# !Wanted!: Ein gutes Buch über WinCC



## ANo (28 April 2005)

Hallo Leute, 

in der näheren Zukunft werde ich das Vergnügen haben mit WinCC 6 zu arbeiten. Das Ganze habe ich mir schon mal angeschaut und festgestellt "Das ist ja was ganz Anderes als ProTool ". Nun muss ich wohl eintweder ein ein Buch über "ANSI C" oder direkt über WinCC besorgen. 

Und jetzt die Bitte: Kann mir jemand ein gutes Buch zu WinCC empfehlen in dem ich die Befelsreferenzen und vielleicht ein Paar Beispiele und Lösungswege für den Einstieg finde. 
Hilfreich wäre auch irgend welche Workshops oder PDF's (F04_1 und 2 von Siemens habe ich bereits). 

Danke im Voraus! 
ANo


----------



## Anonymous (28 April 2005)

Danach hab ich auch schon gesucht aber keinen Erfolg gehabt.
C Skripte sind sehr hilfreich zum programmieren in WinCC da man über die dynamischen Aktionen... oft nur hintenrum durchs Knie ins Ziel trifft.
Über C Aktionen kann man relativ viel ändern aber habe auch alles aus der Hilfe rauslesen müssen. 
Mal schauen ob es einen guten Tip gibt dann werde ich mir das auch sofort zulegen aber ich denke das da wirklich nur die Hilfen von WinCC weiterhelfen.


----------



## rari (15 April 2009)

Hallo ANo,
hast du schon ein Buch oder sonstiges Material gefunden?

Wäre auch daran interessiert.

Ich hätte einige Workshop Dokumente zu bieten.

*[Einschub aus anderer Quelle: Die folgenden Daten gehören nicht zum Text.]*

PR #1372, opened 2023-02-09
[narrow_passage] Randomly vary narrow_passage door/passage widths between task initializations

lilianluong:
**Summary of changes:**
 - `narrow_passage` environment randomly initializes the widths of the door and narrow passage for each task, as opposed to using a fixed width based on CFG parameters
 - `narrow_passage` environment can no longer maintain a static geom cache
 - CFG settings changed to take lower bounds and upper bounds for the door and passage width paddings

### DIFF
--- a/predicators/envs/narrow_passage.py
+++ b/predicators/envs/narrow_passage.py
@@ -198,25 +198,26 @@ class NarrowPassageEnv(BaseEnv):
         goal = {goal_atom}
 
         # The initial positions of the robot and target vary, while wall and
-        # door positions are fixed. The robot should be above the walls, while
+        # door y positions are fixed. The robot should be above the walls, while
         # the dot should be below the walls (y coordinate)
         y_mid = (self.y_ub - self.y_lb) / 2 + self.y_lb
         margin = self.wall_thickness_half + self.init_pos_margin
-        # Door width is generated randomly
-        door_width_padding = rng.uniform(
-            CFG.narrow_passage_door_width_padding_lb,
-            CFG.narrow_passage_door_width_padding_ub,
-        )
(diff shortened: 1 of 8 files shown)


predicators/envs/narrow_passage.py
```diff
@@ -205,10 +202,18 @@ def _get_tasks(self, num: int, rng: np.random.Generator) -> List[Task]:
         # the dot should be below the walls (y coordinate)
         y_mid = (self.y_ub - self.y_lb) / 2 + self.y_lb
         margin = self.wall_thickness_half + self.init_pos_margin
-        door_width = (self.robot_radius +
-                      CFG.narrow_passage_door_width_padding) * 2
-        passage_width = (self.robot_radius +
-                         CFG.narrow_passage_passage_width_padding) * 2
+        # Door width is generated randomly
+        door_width_padding = rng.uniform(
```
tomsilver, line 206: this should be happening once per task, right?

predicators/envs/narrow_passage.py
```diff
@@ -205,10 +202,18 @@ def _get_tasks(self, num: int, rng: np.random.Generator) -> List[Task]:
...
+            CFG.narrow_passage_door_width_padding_lb,
+            CFG.narrow_passage_door_width_padding_ub,
+        )
+        door_width = (self.robot_radius + door_width_padding) * 2
+        # Passage width is generated randomly
+        passage_width_padding = rng.uniform(
```
tomsilver, line 212: ditto

tomsilver (commented):
should we modify the oracle refinement cost estimator so that it remains approximately oracular?

tomsilver (approved):
Lgtm!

Falls interessant einfach Mail an    w i n c c  äd  wasser tech nik.de

mfg
RARi


----------



## ANo (15 April 2009)

Hallo rari,
ein Buch habe ich bis jetzt nicht gefunden, habe aber inzwischen 15-20MB an PDF-Dateien über WinCC 5 und 6.
Diese habe ich hier zum download freigegeben:
http://www.an-automation.de/download/WinCC_FAQ.zip


----------